Cracked Casket

I remember it as the day the stars had all hung themselves. The day the wind didn't shake me. The day God died. The day we buried you. The funeral home where the service was held was the only house you had ever wanted to inhabit and the way you laid comfotably in your casket eased my mind by reminding me you were finally home. The sound of shuffling feet and distorted murmurs as people filed through the doors to find a seat vaguely resembled the quiet traffic coming and going from our favorite coffee shop. The strangers there always seemed more familiar to you than your own reflection. They still seem more familiar to me than your broken body. As everyone was seated a perfect portrait of fallacy sprung to life. The falsehood of intrinsic compassion went unnoticed by everyone but me. Vigilance toward hypocrisy was something you taught me. The stagnant smell of formaldehyde filled the air, but I'm unsure as to whether it was that which tightened my throat or the sour taste of resentment tinged with longing that filled my throat as I stared at your purple petal eyelids. The same taste your lips always carried when they were pressed to mine. I listened carefully as a pastor who never met you spoke of all the memories you shared.

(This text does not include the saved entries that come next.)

PR #341, opened 2020-10-02
Deployment previews on pull requests

jasonbarry:
I think this repo would benefit in having deployment previews on every pull request, that way we can generate an automatic build of the website per PR rather than having to checkout branches locally to review/verify changes.

These are the changes needed to integrate w/ [FeaturePeek](https://featurepeek.com), a deployment preview provider. If the GitHub App is installed (for webhooks), then every subsequent PR will have its own deployment preview.

### DIFF
--- a/.circleci/config.yml
+++ b/.circleci/config.yml
@@ -27,9 +27,10 @@ jobs:
             cd website 
             yarn install --frozen-lockfile
             yarn build
-      - run:
-          name: Ping FeaturePeek
-          command: bash <(curl -s https://peek.run/ci)
+            if [ "$CIRCLE_BRANCH" != "master" ]; then
+              # Ping FeaturePeek
+              bash <(curl -s https://peek.run/ci)
+            fi
 workflows:
   version: 2
   build_and_deploy:
@@ -45,7 +46,6 @@ workflows:
             branches:
               ignore:
                 - gh-pages
-                - master
       - deploy-website:
           filters:
             branches:
--- a/.circleci/config.yml
+++ b/.circleci/config.yml
@@ -27,6 +27,9 @@ jobs:
             cd website 
             yarn install --frozen-lockfile
             yarn build
+      - run:
+          name: Ping FeaturePeek
+          command: bash <(curl -s https://peek.run/ci)
 workflows:
   version: 2
   build_and_deploy:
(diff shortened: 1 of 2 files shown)


.circleci/config.yml
```diff
@@ -27,6 +27,9 @@ jobs:
             cd website 
             yarn install --frozen-lockfile
             yarn build
+      - run:
+          name: Ping FeaturePeek
+          command: bash <(curl -s https://peek.run/ci)
```
internettrans: Would probably be best to only run this on non-master branches, since the master branch is going to be deployed to the live site.

internettrans (commented):
I like it, thanks. Could you share an example of a preview site on peek.run? How will we know the link to the peek.run preview for each pull request?

jasonbarry:
@joeldenning here's an example: https://peek.run/902hn27j 

When the [GitHub App](https://github.com/apps/featurepeek) is installed, the FeaturePeek bot will post a comment that contains the link.

internettrans:
I installed the Github app for this repository. Once the previews are only deployed for non-master branches, I'll approve and merge.

.circleci/config.yml
jasonbarry: @joeldenning I've added a line to ignore the master branch on the `build-website` job – please double-check that that's correct.

.circleci/config.yml
```diff
@@ -42,6 +45,7 @@ workflows:
             branches:
               ignore:
                 - gh-pages
+                - master
```
internettrans: I think this will break things, since we need the build to run on the master branch. It might make sense to make a new job called `deploy-preview` and then do the branch filter on that job instead of on the `build-website` job

jasonbarry: @joeldenning take a look at the latest diff – I put a condition inside the existing `build-website` job (inspired by https://circleci.com/docs/2.0/configuration-reference/#ending-a-job-from-within-a-step)

internettrans (approved):
Looks good, thanks. I think that circle ci is only configured to run on branches on the main repository, not forks. So we might need to fix that, too. I am going to test the peek preview with a branch right after merging this pull request

jasonbarry:
@joeldenning cool! If you create a free account on https://dashboard.featurepeek.com, you can claim the `single-spa` team since you're in the org. Let me know how it goes!

internettrans:
I went to create an account with feature peek, but it asked for more permissions than I am comfortable with.

image

Is it possible to use FeaturePeek without giving full write access to the repository and its settings?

I think the audience was crying more for the life you never had than the necklace you wore proudly in your casket. It is the color of long nights and empty bottles we both collapsed into. Bottles I drained before I arrived. Bottles that will always be fuller than I feel no matter how many times I consume their contents. You liked me hollow anyway. I watched as each person said their final goodbye to the fictional boy with the apocryphal life inhabiting the space that should have belonged to you. An entire obsequies for someone who died long before you took your last breath. I'm still sorry that he stole your show.